The model receives noisy, structurally-broken text and pays full token price for the noise. The result is bad answers at high cost. We document this in detail in why PDF wastes 95% of your AI tokens.

Plain text — better but you lose structure

If you've already extracted a PDF to plain text, you've stripped the layout artifacts (good) but also stripped every structural cue (bad). The LLM sees a wall of paragraphs with no signals about what's a heading, what's a list, what's code.

Token usage is reasonable — about 1.5× a Markdown equivalent (the gap comes from inline code and tables that Markdown represents compactly). Accuracy is mediocre: the model has to infer structure from sentence patterns, which works for short documents and breaks on long ones.

When plain text is the right answer: short, prose-only content (transcripts, email bodies, novel excerpts) where there's no structure to preserve. Even there, Markdown is at worst neutral and often slightly better.

Markdown — the sweet spot

Markdown gives you the best of both: the cleanness of plain text plus explicit structural cues. Headings as #, lists as -, code as fenced blocks, tables as pipes. The model reads each cue natively because every major LLM was trained on enormous amounts of Markdown content (READMEs, documentation, GitHub).

The benefits compound. Token-wise, Markdown is the most compact — heading syntax adds two characters per heading, list syntax adds two characters per item, total overhead is ~1% of total content. Accuracy-wise, the structural cues let the model build an internal map of the document, which dramatically improves long-context retrieval. Compatibility-wise, every API (ChatGPT, Claude, Gemini, Llama, Mistral, plus dozens of smaller models) accepts Markdown without configuration.

Decision tree — pick the right format

You have a PDF

→ Convert to Markdown via our PDF to Markdown converter. Always. The conversion is free, takes 30 seconds, and pays back on every subsequent LLM call.

You have a Word document or PowerPoint

→ Convert to Markdown via the equivalent tool. The same logic applies — every Office format carries layout metadata that wastes tokens.

You have raw text (chat log, transcript, email body)

→ Plain text is fine for very short content; convert to Markdown via our text-to-Markdown tool for anything over a few paragraphs. The auto-detected structure improves retrieval and adds negligible overhead.

You have HTML or a web page

→ Convert to Markdown. HTML carries even more structural noise than PDF — script tags, navigation, ads, sidebars all tokenize wastefully. Use our URL to Markdown tool.
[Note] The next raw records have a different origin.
PR #34, opened 2021-04-27
vhost_user: Fix check for SET_VRING_ENABLE

keiichiw:
We should allow to receive SET_VRING_ENABLE request with non-zero index even if
MQ protocol feature is disabled because some device can have multiple queues
without the MQ feature.
e.g. virtio-net means that it supports multiple pairs of tx/rx queues. So, the
slave must support at least one pair of queues regardless of whether MQ is
supported.

### DIFF
--- a/src/vhost_user/slave_req_handler.rs
+++ b/src/vhost_user/slave_req_handler.rs
@@ -400,8 +400,8 @@ impl<S: VhostUserSlaveReqHandler> SlaveReqHandler<S> {
             }
             MasterReq::SET_VRING_ENABLE => {
                 let msg = self.extract_request_body::<VhostUserVringState>(&hdr, size, &buf)?;
-                if self.acked_protocol_features & VhostUserProtocolFeatures::MQ.bits() == 0
-                    && msg.index > 0
+                if self.acked_virtio_features & VhostUserVirtioFeatures::PROTOCOL_FEATURES.bits()
+                    == 0
                 {
                     return Err(Error::InvalidOperation);
                 }


stefano-garzarella (commented):
I agree on this change, just a comment:
looking at the [spec](https://qemu-project.gitlab.io/qemu/interop/vhost-user.html#master-message-types) there is this statement:
```
VHOST_USER_SET_VRING_ENABLE
...
This request should be sent only when VHOST_USER_F_PROTOCOL_FEATURES has been negotiated.
```
So, should we check if `PROTOCOL_FEATURES` is set?
```rust
if (self.acked_virtio_features & VhostUserVirtioFeatures::PROTOCOL_FEATURES.bits()) == 0
{
    return Err(Error::InvalidOperation);
}
```

keiichiw:
@stefano-garzarella Good idea! I just updated the commit and its description.

stefano-garzarella (approved):

keiichiw:
I just updated the commit description that CI complained.

src/vhost_user/slave_req_handler.rs
```diff
@@ -399,12 +399,12 @@ impl<S: VhostUserSlaveReqHandler> SlaveReqHandler<S> {
...
             MasterReq::SET_VRING_ENABLE => {
-                let msg = self.extract_request_body::<VhostUserVringState>(&hdr, size, &buf)?;
-                if self.acked_protocol_features & VhostUserProtocolFeatures::MQ.bits() == 0
-                    && msg.index > 0
+                if self.acked_virtio_features & VhostUserVirtioFeatures::PROTOCOL_FEATURES.bits()
+                    == 0
                 {
                     return Err(Error::InvalidOperation);
                 }
+                let msg = self.extract_request_body::<VhostUserVringState>(&hdr, size, &buf)?;
```
jiangliu, line 407: Should we receive the VhostUserVringState message before checking the PROTOCOL_FEATURES flag? Otherwise there will be a malformed message body left in the communication pipe.

keiichiw: Good catch! Thanks.
Fixed.

jiangliu (approved):

stefano-garzarella (approved):

sboeuf (approved):

PR #38, opened 2021-05-07
vhost_user: implement From instead of Into

danielverkamp:
Implementing From<...> provides the equivalent Into<..> automatically,
so this form is preferred.

Fixes the clippy from_over_into warning:

https://rust-lang.github.io/rust-clippy/master/index.html#from_over_into

Signed-off-by: Daniel Verkamp <dverkamp@chromium.org>


jiangliu (approved):

slp:
Thanks for the PR!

You're feeding a structured database export (CSV, JSON)

→ Markdown for tables (better readability for the LLM), JSON for structured data the model needs to navigate programmatically. Both work; pick based on your downstream task.

The exception — when PDF is acceptable

If your document is one page, has no layout (a single column of prose), no tables, and you'll only ask one question — feeding the PDF directly to ChatGPT works fine and saves you the conversion step. For literally everything else, conversion to Markdown is the right preprocessing step.

The rule of thumb: any document worth asking more than one question about is worth converting once. The conversion takes seconds; the savings compound across every subsequent query.

Frequently asked questions

What about HTML directly to LLMs — is that better than PDF?

Marginally. HTML preserves some structure (headings, lists) but adds significant tokenizer overhead from tags and attributes. For LLM input, Markdown is consistently the best target format from any source.

Are there cases where Markdown is worse than plain text?

Practically none. Even on pure prose with no structure, the Markdown overhead is negligible (<1% of tokens). On structured content, Markdown is strictly better. We've not found a real document type where plain text outperforms Markdown for LLM input.

What about RTF, DOCX, ODT — should I convert all of them?

Yes — every Office and rich-text format carries layout metadata that bloats LLM input. Convert any of them to Markdown for clean, efficient LLM consumption. Same workflow, same benefits.